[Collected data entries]
=-=-=-=-=
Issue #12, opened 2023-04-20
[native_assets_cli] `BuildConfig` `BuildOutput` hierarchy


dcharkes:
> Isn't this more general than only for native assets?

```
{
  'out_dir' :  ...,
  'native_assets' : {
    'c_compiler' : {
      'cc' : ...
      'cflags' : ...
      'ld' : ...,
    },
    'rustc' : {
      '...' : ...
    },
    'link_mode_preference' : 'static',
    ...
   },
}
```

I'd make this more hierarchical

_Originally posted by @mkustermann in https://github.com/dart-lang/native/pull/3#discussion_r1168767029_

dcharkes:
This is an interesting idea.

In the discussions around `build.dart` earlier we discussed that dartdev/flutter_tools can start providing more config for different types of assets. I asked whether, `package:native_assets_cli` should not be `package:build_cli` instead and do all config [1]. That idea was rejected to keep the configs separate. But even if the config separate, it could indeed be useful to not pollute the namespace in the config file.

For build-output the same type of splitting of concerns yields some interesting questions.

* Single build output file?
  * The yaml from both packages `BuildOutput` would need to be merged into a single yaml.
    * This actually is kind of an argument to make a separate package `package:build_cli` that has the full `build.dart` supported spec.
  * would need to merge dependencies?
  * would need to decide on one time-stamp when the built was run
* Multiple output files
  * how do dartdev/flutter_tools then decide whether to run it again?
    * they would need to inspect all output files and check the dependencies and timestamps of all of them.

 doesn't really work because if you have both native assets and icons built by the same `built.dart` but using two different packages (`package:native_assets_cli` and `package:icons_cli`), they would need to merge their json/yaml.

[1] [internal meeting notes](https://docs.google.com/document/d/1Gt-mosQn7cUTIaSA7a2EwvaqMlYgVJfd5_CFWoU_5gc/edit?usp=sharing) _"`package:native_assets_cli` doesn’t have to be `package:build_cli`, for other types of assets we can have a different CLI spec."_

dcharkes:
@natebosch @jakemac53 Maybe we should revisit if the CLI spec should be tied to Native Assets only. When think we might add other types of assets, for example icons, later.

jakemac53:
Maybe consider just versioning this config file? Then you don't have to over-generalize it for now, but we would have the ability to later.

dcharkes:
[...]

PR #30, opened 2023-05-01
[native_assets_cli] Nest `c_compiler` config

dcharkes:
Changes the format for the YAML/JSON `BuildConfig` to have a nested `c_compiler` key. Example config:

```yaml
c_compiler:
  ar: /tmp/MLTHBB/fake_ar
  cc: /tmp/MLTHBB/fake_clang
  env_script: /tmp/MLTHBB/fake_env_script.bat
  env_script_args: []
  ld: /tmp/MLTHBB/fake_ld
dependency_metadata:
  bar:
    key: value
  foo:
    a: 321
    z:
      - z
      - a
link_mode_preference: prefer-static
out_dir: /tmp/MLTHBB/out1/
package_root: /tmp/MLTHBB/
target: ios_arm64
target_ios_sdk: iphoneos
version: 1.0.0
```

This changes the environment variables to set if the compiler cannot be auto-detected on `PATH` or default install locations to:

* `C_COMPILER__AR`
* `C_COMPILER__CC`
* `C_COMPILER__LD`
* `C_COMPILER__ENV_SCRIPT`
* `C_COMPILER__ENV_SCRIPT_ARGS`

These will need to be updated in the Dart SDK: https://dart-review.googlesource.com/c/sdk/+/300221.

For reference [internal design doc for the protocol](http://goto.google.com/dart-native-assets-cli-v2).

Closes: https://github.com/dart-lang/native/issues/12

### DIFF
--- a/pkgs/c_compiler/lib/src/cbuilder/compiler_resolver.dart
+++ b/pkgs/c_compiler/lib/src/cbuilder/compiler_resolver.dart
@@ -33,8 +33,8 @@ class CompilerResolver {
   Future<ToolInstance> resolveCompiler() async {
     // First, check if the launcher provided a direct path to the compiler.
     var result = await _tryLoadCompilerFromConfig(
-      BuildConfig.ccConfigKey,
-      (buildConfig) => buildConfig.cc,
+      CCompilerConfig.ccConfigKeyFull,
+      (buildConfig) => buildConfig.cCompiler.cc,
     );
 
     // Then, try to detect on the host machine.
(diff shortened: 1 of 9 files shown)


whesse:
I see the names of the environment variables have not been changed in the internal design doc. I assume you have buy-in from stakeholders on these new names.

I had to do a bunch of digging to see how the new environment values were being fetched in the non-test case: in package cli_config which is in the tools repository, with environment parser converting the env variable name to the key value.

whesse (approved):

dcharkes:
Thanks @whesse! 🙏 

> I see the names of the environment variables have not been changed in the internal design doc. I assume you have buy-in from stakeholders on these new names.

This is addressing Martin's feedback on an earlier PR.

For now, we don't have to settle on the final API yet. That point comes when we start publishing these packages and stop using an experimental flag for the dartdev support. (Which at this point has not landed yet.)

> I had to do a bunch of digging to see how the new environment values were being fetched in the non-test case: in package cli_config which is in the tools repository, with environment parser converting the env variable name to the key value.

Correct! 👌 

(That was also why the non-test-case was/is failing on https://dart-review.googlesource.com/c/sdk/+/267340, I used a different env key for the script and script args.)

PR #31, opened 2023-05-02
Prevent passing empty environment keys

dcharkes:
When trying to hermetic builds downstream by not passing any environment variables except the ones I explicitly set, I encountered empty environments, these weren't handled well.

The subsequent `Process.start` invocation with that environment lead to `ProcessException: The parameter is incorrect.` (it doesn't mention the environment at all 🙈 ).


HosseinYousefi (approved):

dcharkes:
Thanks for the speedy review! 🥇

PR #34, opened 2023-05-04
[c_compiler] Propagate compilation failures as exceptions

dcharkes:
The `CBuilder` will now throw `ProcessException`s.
=-=-=-=-=
WHAT IS EXPECTED: Could you give the data again, word for word?

RESPONSE FOR THIS EXERCISE:
Issue #12, opened 2023-04-20
[native_assets_cli] `BuildConfig` `BuildOutput` hierarchy


dcharkes:
> Isn't this more general than only for native assets?

```
{
  'out_dir' :  ...,
  'native_assets' : {
    'c_compiler' : {
      'cc' : ...
      'cflags' : ...
      'ld' : ...,
    },
    'rustc' : {
      '...' : ...
    },
    'link_mode_preference' : 'static',
    ...
   },
}
```

I'd make this more hierarchical

_Originally posted by @mkustermann in https://github.com/dart-lang/native/pull/3#discussion_r1168767029_

dcharkes:
This is an interesting idea.

In the discussions around `build.dart` earlier we discussed that dartdev/flutter_tools can start providing more config for different types of assets. I asked whether, `package:native_assets_cli` should not be `package:build_cli` instead and do all config [1]. That idea was rejected to keep the configs separate. But even if the config separate, it could indeed be useful to not pollute the namespace in the config file.

For build-output the same type of splitting of concerns yields some interesting questions.

* Single build output file?
  * The yaml from both packages `BuildOutput` would need to be merged into a single yaml.
    * This actually is kind of an argument to make a separate package `package:build_cli` that has the full `build.dart` supported spec.
  * would need to merge dependencies?
  * would need to decide on one time-stamp when the built was run
* Multiple output files
  * how do dartdev/flutter_tools then decide whether to run it again?
    * they would need to inspect all output files and check the dependencies and timestamps of all of them.

 doesn't really work because if you have both native assets and icons built by the same `built.dart` but using two different packages (`package:native_assets_cli` and `package:icons_cli`), they would need to merge their json/yaml.

[1] [internal meeting notes](https://docs.google.com/document/d/1Gt-mosQn7cUTIaSA7a2EwvaqMlYgVJfd5_CFWoU_5gc/edit?usp=sharing) _"`package:native_assets_cli` doesn’t have to be `package:build_cli`, for other types of assets we can have a different CLI spec."_

dcharkes:
@natebosch @jakemac53 Maybe we should revisit if the CLI spec should be tied to Native Assets only. When think we might add other types of assets, for example icons, later.

jakemac53:
Maybe consider just versioning this config file? Then you don't have to over-generalize it for now, but we would have the ability to later.

dcharkes:
[...]

PR #30, opened 2023-05-01
[native_assets_cli] Nest `c_compiler` config

dcharkes:
Changes the format for the YAML/JSON `BuildConfig` to have a nested `c_compiler` key. Example config:

```yaml
c_compiler:
  ar: /tmp/MLTHBB/fake_ar
  cc: /tmp/MLTHBB/fake_clang
  env_script: /tmp/MLTHBB/fake_env_script.bat
  env_script_args: []
  ld: /tmp/MLTHBB/fake_ld
dependency_metadata:
  bar:
    key: value
  foo:
    a: 321
    z:
      - z
      - a
link_mode_preference: prefer-static
out_dir: /tmp/MLTHBB/out1/
package_root: /tmp/MLTHBB/
target: ios_arm64
target_ios_sdk: iphoneos
version: 1.0.0
```

This changes the environment variables to set if the compiler cannot be auto-detected on `PATH` or default install locations to:

* `C_COMPILER__AR`
* `C_COMPILER__CC`
* `C_COMPILER__LD`
* `C_COMPILER__ENV_SCRIPT`
* `C_COMPILER__ENV_SCRIPT_ARGS`

These will need to be updated in the Dart SDK: https://dart-review.googlesource.com/c/sdk/+/300221.

For reference [internal design doc for the protocol](http://goto.google.com/dart-native-assets-cli-v2).

Closes: https://github.com/dart-lang/native/issues/12

### DIFF
--- a/pkgs/c_compiler/lib/src/cbuilder/compiler_resolver.dart
+++ b/pkgs/c_compiler/lib/src/cbuilder/compiler_resolver.dart
@@ -33,8 +33,8 @@ class CompilerResolver {
   Future<ToolInstance> resolveCompiler() async {
     // First, check if the launcher provided a direct path to the compiler.
     var result = await _tryLoadCompilerFromConfig(
-      BuildConfig.ccConfigKey,
-      (buildConfig) => buildConfig.cc,
+      CCompilerConfig.ccConfigKeyFull,
+      (buildConfig) => buildConfig.cCompiler.cc,
     );
 
     // Then, try to detect on the host machine.
(diff shortened: 1 of 9 files shown)


whesse:
I see the names of the environment variables have not been changed in the internal design doc. I assume you have buy-in from stakeholders on these new names.

I had to do a bunch of digging to see how the new environment values were being fetched in the non-test case: in package cli_config which is in the tools repository, with environment parser converting the env variable name to the key value.

whesse (approved):

dcharkes:
Thanks @whesse! 🙏 

> I see the names of the environment variables have not been changed in the internal design doc. I assume you have buy-in from stakeholders on these new names.

This is addressing Martin's feedback on an earlier PR.

For now, we don't have to settle on the final API yet. That point comes when we start publishing these packages and stop using an experimental flag for the dartdev support. (Which at this point has not landed yet.)

> I had to do a bunch of digging to see how the new environment values were being fetched in the non-test case: in package cli_config which is in the tools repository, with environment parser converting the env variable name to the key value.

Correct! 👌 

(That was also why the non-test-case was/is failing on https://dart-review.googlesource.com/c/sdk/+/267340, I used a different env key for the script and script args.)

PR #31, opened 2023-05-02
Prevent passing empty environment keys

dcharkes:
When trying to hermetic builds downstream by not passing any environment variables except the ones I explicitly set, I encountered empty environments, these weren't handled well.

The subsequent `Process.start` invocation with that environment lead to `ProcessException: The parameter is incorrect.` (it doesn't mention the environment at all 🙈 ).


HosseinYousefi (approved):

dcharkes:
Thanks for the speedy review! 🥇

PR #34, opened 2023-05-04
[c_compiler] Propagate compilation failures as exceptions

dcharkes:
The `CBuilder` will now throw `ProcessException`s.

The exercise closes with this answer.